**Problem statement**
Having read the entries, repeat all of them exactly.
-- Records shown follows --
Issue #36, opened 2022-01-20
Const Metrics


phyber:
Hi,

Thanks for creating an official Rust crate for Prometheus. :)

I'm wondering how we should handle [Const Metrics](https://pkg.go.dev/github.com/prometheus/client_golang/prometheus?utm_source=godoc#NewConstMetric) with this crate. Are these supported at the moment? If they are, it's a little non-obvious.

My use case is for exporting counters from the operating system. The OS itself guarantees that these are always increasing (unless the counter wraps, etc), but they're difficult to export with only the `inc` and `inc_by` methods as additional variables must be maintained to work out the difference between the old OS counter and the current OS counter, so we can finally `inc_by`.

If Const Metrics are not currently supported, please consider this a feature request.

Thanks!

mxinden:
> Thanks for creating an official Rust crate for Prometheus. :)

Happy that it is of some use :heart: 

> My use case is for exporting counters from the operating system. The OS itself guarantees that these are always increasing (unless the counter wraps, etc), but they're difficult to export with only the `inc` and `inc_by` methods as additional variables must be maintained to work out the difference between the old OS counter and the current OS counter, so we can finally `inc_by`.

In this particular use-case, would a metric type called _constant_ not be misleading? In other words, the use-case here produces a non-constant metric, thus one would not expect to be using a metric type with _const_ in its name, no?

The crate allows you to access the inner (atomic) type of a `Counter` via [`Counter::inner`](https://docs.rs/prometheus-client/0.15.0/prometheus_client/metrics/counter/struct.Counter.html#method.inner) which then allows you to set the value of the counter. The API contract though is, that you uphold the guarantees of a Prometheus _Counter_:

``` rust
    /// Exposes the inner atomic type of the [`Counter`].
    ///
    /// This should only be used for advanced use-cases which are not directly
    /// supported by the library.
    ///
    /// The caller of this function has to uphold the property of an Open
    /// Metrics counter namely that the value is monotonically increasing, i.e.
    /// either stays the same or increases.
    pub fn inner(&self) -> &A {
```
With this little trick in mind, would the following work for you?

``` rust
let counter: Counter = Counter::default();

// Register the counter with a registry.

// Update the counter value to represent the OS value.
counter.inner().store(os_value);
```

In addition to achieving your goal, your metric would also properly be tagged with the OpenMetrics _Counter_ type.

> If they are, it's a little non-obvious.

[...]

PR #41, opened 2022-01-24
src/encoding/text.rs: Expose Encoder methods

mxinden:
By exposing the various `Encoder` builder methods, downstream users can
implement their custom metrics using `EncodeMetric`.

See https://github.com/prometheus/client_rust/issues/36 for additional context.

//CC @phyber


phyber:
Sorry, I forgot about this. I'll give it a look soon :)

phyber:
This seems perfect, I was able to quickly get my test working with this (which was almost 1:1 with the example you added) :)

phyber (approved):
-- Records shown concluded --
**Your solution**
Issue #36, opened 2022-01-20
Const Metrics


phyber:
Hi,

Thanks for creating an official Rust crate for Prometheus. :)

I'm wondering how we should handle [Const Metrics](https://pkg.go.dev/github.com/prometheus/client_golang/prometheus?utm_source=godoc#NewConstMetric) with this crate. Are these supported at the moment? If they are, it's a little non-obvious.

My use case is for exporting counters from the operating system. The OS itself guarantees that these are always increasing (unless the counter wraps, etc), but they're difficult to export with only the `inc` and `inc_by` methods as additional variables must be maintained to work out the difference between the old OS counter and the current OS counter, so we can finally `inc_by`.

If Const Metrics are not currently supported, please consider this a feature request.

Thanks!

mxinden:
> Thanks for creating an official Rust crate for Prometheus. :)

Happy that it is of some use :heart: 

> My use case is for exporting counters from the operating system. The OS itself guarantees that these are always increasing (unless the counter wraps, etc), but they're difficult to export with only the `inc` and `inc_by` methods as additional variables must be maintained to work out the difference between the old OS counter and the current OS counter, so we can finally `inc_by`.

In this particular use-case, would a metric type called _constant_ not be misleading? In other words, the use-case here produces a non-constant metric, thus one would not expect to be using a metric type with _const_ in its name, no?

The crate allows you to access the inner (atomic) type of a `Counter` via [`Counter::inner`](https://docs.rs/prometheus-client/0.15.0/prometheus_client/metrics/counter/struct.Counter.html#method.inner) which then allows you to set the value of the counter. The API contract though is, that you uphold the guarantees of a Prometheus _Counter_:

``` rust
    /// Exposes the inner atomic type of the [`Counter`].
    ///
    /// This should only be used for advanced use-cases which are not directly
    /// supported by the library.
    ///
    /// The caller of this function has to uphold the property of an Open
    /// Metrics counter namely that the value is monotonically increasing, i.e.
    /// either stays the same or increases.
    pub fn inner(&self) -> &A {
```
With this little trick in mind, would the following work for you?

``` rust
let counter: Counter = Counter::default();

// Register the counter with a registry.

// Update the counter value to represent the OS value.
counter.inner().store(os_value);
```

In addition to achieving your goal, your metric would also properly be tagged with the OpenMetrics _Counter_ type.

> If they are, it's a little non-obvious.

[...]

PR #41, opened 2022-01-24
src/encoding/text.rs: Expose Encoder methods

mxinden:
By exposing the various `Encoder` builder methods, downstream users can
implement their custom metrics using `EncodeMetric`.

See https://github.com/prometheus/client_rust/issues/36 for additional context.

//CC @phyber


phyber:
Sorry, I forgot about this. I'll give it a look soon :)

phyber:
This seems perfect, I was able to quickly get my test working with this (which was almost 1:1 with the example you added) :)

phyber (approved):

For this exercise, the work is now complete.